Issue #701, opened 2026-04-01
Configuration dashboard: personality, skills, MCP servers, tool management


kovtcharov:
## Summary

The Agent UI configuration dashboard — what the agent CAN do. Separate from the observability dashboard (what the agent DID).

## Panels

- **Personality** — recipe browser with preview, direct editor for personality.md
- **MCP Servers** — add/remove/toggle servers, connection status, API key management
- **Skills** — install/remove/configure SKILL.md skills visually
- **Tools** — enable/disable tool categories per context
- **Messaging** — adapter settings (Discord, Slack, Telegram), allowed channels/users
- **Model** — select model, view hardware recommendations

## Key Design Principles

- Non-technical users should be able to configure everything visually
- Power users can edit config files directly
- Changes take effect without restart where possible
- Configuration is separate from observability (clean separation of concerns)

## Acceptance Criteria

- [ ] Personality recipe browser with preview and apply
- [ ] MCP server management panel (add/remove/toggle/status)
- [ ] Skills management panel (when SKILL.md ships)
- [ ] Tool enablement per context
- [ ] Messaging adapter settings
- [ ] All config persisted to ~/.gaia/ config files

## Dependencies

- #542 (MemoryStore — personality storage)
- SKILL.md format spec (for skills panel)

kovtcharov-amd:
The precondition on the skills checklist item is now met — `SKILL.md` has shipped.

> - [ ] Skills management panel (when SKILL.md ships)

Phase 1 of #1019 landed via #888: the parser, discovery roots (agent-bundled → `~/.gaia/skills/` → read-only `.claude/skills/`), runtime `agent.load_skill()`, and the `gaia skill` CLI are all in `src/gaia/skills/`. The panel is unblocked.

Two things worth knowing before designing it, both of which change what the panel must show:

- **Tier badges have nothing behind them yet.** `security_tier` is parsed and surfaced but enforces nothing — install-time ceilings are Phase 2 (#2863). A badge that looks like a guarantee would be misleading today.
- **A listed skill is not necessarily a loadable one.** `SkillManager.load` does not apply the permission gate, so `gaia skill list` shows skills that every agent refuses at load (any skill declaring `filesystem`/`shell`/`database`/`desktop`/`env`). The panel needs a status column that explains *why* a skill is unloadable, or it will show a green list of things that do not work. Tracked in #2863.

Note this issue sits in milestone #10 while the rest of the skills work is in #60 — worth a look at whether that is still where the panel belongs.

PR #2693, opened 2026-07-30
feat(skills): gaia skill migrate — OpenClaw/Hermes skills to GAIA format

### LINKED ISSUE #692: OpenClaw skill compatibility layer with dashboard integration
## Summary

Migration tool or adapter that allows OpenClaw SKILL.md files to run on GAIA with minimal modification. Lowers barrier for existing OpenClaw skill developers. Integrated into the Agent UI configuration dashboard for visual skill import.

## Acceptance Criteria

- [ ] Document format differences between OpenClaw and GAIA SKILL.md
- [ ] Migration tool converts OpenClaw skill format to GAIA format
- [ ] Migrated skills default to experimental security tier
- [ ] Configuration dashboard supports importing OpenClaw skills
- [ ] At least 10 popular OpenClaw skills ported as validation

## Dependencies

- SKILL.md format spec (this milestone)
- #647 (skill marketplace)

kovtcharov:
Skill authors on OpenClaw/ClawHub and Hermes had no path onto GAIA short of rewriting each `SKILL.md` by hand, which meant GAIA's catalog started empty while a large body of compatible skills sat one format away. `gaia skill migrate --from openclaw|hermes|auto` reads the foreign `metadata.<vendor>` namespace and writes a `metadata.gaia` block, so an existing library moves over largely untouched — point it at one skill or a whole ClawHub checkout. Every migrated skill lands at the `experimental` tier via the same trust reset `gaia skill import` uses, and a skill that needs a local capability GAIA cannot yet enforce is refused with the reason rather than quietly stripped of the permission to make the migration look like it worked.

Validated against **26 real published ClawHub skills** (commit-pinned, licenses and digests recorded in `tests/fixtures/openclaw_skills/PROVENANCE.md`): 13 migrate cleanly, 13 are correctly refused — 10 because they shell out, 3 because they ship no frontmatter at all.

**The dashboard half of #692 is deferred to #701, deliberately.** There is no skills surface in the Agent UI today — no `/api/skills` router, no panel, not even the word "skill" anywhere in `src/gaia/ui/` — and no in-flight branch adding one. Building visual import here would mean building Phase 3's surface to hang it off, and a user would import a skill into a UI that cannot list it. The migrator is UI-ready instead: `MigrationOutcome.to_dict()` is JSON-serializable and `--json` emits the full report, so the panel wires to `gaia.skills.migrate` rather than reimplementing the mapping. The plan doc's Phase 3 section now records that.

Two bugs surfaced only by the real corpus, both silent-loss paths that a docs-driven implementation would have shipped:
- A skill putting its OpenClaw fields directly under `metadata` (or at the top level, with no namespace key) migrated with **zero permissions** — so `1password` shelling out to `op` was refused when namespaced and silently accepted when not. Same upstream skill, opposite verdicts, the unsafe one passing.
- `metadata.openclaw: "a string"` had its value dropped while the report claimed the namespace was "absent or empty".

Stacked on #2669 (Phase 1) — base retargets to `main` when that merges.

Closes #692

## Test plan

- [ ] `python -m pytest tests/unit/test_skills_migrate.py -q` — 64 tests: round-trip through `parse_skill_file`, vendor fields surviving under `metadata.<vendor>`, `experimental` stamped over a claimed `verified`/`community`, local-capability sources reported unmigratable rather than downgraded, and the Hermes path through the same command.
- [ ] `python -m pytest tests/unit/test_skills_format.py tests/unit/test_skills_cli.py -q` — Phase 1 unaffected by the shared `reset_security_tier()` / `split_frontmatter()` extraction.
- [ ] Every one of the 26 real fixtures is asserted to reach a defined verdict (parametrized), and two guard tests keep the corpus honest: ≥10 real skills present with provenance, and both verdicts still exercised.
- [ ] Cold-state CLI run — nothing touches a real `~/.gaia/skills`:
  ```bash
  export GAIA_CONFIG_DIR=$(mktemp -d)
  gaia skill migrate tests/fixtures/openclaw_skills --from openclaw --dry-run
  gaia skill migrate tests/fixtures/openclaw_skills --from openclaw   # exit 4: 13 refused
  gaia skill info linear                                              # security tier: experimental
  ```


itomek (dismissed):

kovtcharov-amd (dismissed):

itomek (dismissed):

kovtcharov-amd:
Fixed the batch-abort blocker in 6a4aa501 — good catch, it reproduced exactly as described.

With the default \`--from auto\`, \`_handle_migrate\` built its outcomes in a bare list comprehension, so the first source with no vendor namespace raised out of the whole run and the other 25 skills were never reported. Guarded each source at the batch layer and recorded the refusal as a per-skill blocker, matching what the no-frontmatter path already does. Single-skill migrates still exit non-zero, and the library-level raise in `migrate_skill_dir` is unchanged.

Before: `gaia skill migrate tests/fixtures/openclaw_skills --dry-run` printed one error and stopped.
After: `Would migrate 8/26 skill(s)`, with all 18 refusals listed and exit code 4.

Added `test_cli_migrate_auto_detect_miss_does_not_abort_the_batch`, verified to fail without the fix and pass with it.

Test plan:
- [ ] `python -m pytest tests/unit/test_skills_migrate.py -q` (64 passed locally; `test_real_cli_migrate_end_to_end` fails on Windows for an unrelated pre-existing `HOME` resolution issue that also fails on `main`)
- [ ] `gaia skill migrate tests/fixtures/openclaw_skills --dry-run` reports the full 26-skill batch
───
Write out an exact copy of every record shown above.

Issue #701, opened 2026-04-01
Configuration dashboard: personality, skills, MCP servers, tool management


kovtcharov:
## Summary

The Agent UI configuration dashboard — what the agent CAN do. Separate from the observability dashboard (what the agent DID).

## Panels

- **Personality** — recipe browser with preview, direct editor for personality.md
- **MCP Servers** — add/remove/toggle servers, connection status, API key management
- **Skills** — install/remove/configure SKILL.md skills visually
- **Tools** — enable/disable tool categories per context
- **Messaging** — adapter settings (Discord, Slack, Telegram), allowed channels/users
- **Model** — select model, view hardware recommendations

## Key Design Principles

- Non-technical users should be able to configure everything visually
- Power users can edit config files directly
- Changes take effect without restart where possible
- Configuration is separate from observability (clean separation of concerns)

## Acceptance Criteria

- [ ] Personality recipe browser with preview and apply
- [ ] MCP server management panel (add/remove/toggle/status)
- [ ] Skills management panel (when SKILL.md ships)
- [ ] Tool enablement per context
- [ ] Messaging adapter settings
- [ ] All config persisted to ~/.gaia/ config files

## Dependencies

- #542 (MemoryStore — personality storage)
- SKILL.md format spec (for skills panel)

kovtcharov-amd:
The precondition on the skills checklist item is now met — `SKILL.md` has shipped.

> - [ ] Skills management panel (when SKILL.md ships)

Phase 1 of #1019 landed via #888: the parser, discovery roots (agent-bundled → `~/.gaia/skills/` → read-only `.claude/skills/`), runtime `agent.load_skill()`, and the `gaia skill` CLI are all in `src/gaia/skills/`. The panel is unblocked.

Two things worth knowing before designing it, both of which change what the panel must show:

- **Tier badges have nothing behind them yet.** `security_tier` is parsed and surfaced but enforces nothing — install-time ceilings are Phase 2 (#2863). A badge that looks like a guarantee would be misleading today.
- **A listed skill is not necessarily a loadable one.** `SkillManager.load` does not apply the permission gate, so `gaia skill list` shows skills that every agent refuses at load (any skill declaring `filesystem`/`shell`/`database`/`desktop`/`env`). The panel needs a status column that explains *why* a skill is unloadable, or it will show a green list of things that do not work. Tracked in #2863.

Note this issue sits in milestone #10 while the rest of the skills work is in #60 — worth a look at whether that is still where the panel belongs.

PR #2693, opened 2026-07-30
feat(skills): gaia skill migrate — OpenClaw/Hermes skills to GAIA format

### LINKED ISSUE #692: OpenClaw skill compatibility layer with dashboard integration
## Summary

Migration tool or adapter that allows OpenClaw SKILL.md files to run on GAIA with minimal modification. Lowers barrier for existing OpenClaw skill developers. Integrated into the Agent UI configuration dashboard for visual skill import.

## Acceptance Criteria

- [ ] Document format differences between OpenClaw and GAIA SKILL.md
- [ ] Migration tool converts OpenClaw skill format to GAIA format
- [ ] Migrated skills default to experimental security tier
- [ ] Configuration dashboard supports importing OpenClaw skills
- [ ] At least 10 popular OpenClaw skills ported as validation

## Dependencies

- SKILL.md format spec (this milestone)
- #647 (skill marketplace)

kovtcharov:
Skill authors on OpenClaw/ClawHub and Hermes had no path onto GAIA short of rewriting each `SKILL.md` by hand, which meant GAIA's catalog started empty while a large body of compatible skills sat one format away. `gaia skill migrate --from openclaw|hermes|auto` reads the foreign `metadata.<vendor>` namespace and writes a `metadata.gaia` block, so an existing library moves over largely untouched — point it at one skill or a whole ClawHub checkout. Every migrated skill lands at the `experimental` tier via the same trust reset `gaia skill import` uses, and a skill that needs a local capability GAIA cannot yet enforce is refused with the reason rather than quietly stripped of the permission to make the migration look like it worked.

Validated against **26 real published ClawHub skills** (commit-pinned, licenses and digests recorded in `tests/fixtures/openclaw_skills/PROVENANCE.md`): 13 migrate cleanly, 13 are correctly refused — 10 because they shell out, 3 because they ship no frontmatter at all.

**The dashboard half of #692 is deferred to #701, deliberately.** There is no skills surface in the Agent UI today — no `/api/skills` router, no panel, not even the word "skill" anywhere in `src/gaia/ui/` — and no in-flight branch adding one. Building visual import here would mean building Phase 3's surface to hang it off, and a user would import a skill into a UI that cannot list it. The migrator is UI-ready instead: `MigrationOutcome.to_dict()` is JSON-serializable and `--json` emits the full report, so the panel wires to `gaia.skills.migrate` rather than reimplementing the mapping. The plan doc's Phase 3 section now records that.

Two bugs surfaced only by the real corpus, both silent-loss paths that a docs-driven implementation would have shipped:
- A skill putting its OpenClaw fields directly under `metadata` (or at the top level, with no namespace key) migrated with **zero permissions** — so `1password` shelling out to `op` was refused when namespaced and silently accepted when not. Same upstream skill, opposite verdicts, the unsafe one passing.
- `metadata.openclaw: "a string"` had its value dropped while the report claimed the namespace was "absent or empty".

Stacked on #2669 (Phase 1) — base retargets to `main` when that merges.

Closes #692

## Test plan

- [ ] `python -m pytest tests/unit/test_skills_migrate.py -q` — 64 tests: round-trip through `parse_skill_file`, vendor fields surviving under `metadata.<vendor>`, `experimental` stamped over a claimed `verified`/`community`, local-capability sources reported unmigratable rather than downgraded, and the Hermes path through the same command.
- [ ] `python -m pytest tests/unit/test_skills_format.py tests/unit/test_skills_cli.py -q` — Phase 1 unaffected by the shared `reset_security_tier()` / `split_frontmatter()` extraction.
- [ ] Every one of the 26 real fixtures is asserted to reach a defined verdict (parametrized), and two guard tests keep the corpus honest: ≥10 real skills present with provenance, and both verdicts still exercised.
- [ ] Cold-state CLI run — nothing touches a real `~/.gaia/skills`:
  ```bash
  export GAIA_CONFIG_DIR=$(mktemp -d)
  gaia skill migrate tests/fixtures/openclaw_skills --from openclaw --dry-run
  gaia skill migrate tests/fixtures/openclaw_skills --from openclaw   # exit 4: 13 refused
  gaia skill info linear                                              # security tier: experimental
  ```


itomek (dismissed):

kovtcharov-amd (dismissed):

itomek (dismissed):

kovtcharov-amd:
Fixed the batch-abort blocker in 6a4aa501 — good catch, it reproduced exactly as described.

With the default \`--from auto\`, \`_handle_migrate\` built its outcomes in a bare list comprehension, so the first source with no vendor namespace raised out of the whole run and the other 25 skills were never reported. Guarded each source at the batch layer and recorded the refusal as a per-skill blocker, matching what the no-frontmatter path already does. Single-skill migrates still exit non-zero, and the library-level raise in `migrate_skill_dir` is unchanged.

Before: `gaia skill migrate tests/fixtures/openclaw_skills --dry-run` printed one error and stopped.
After: `Would migrate 8/26 skill(s)`, with all 18 refusals listed and exit code 4.

Added `test_cli_migrate_auto_detect_miss_does_not_abort_the_batch`, verified to fail without the fix and pass with it.

Test plan:
- [ ] `python -m pytest tests/unit/test_skills_migrate.py -q` (64 passed locally; `test_real_cli_migrate_end_to_end` fails on Windows for an unrelated pre-existing `HOME` resolution issue that also fails on `main`)
- [ ] `gaia skill migrate tests/fixtures/openclaw_skills --dry-run` reports the full 26-skill batch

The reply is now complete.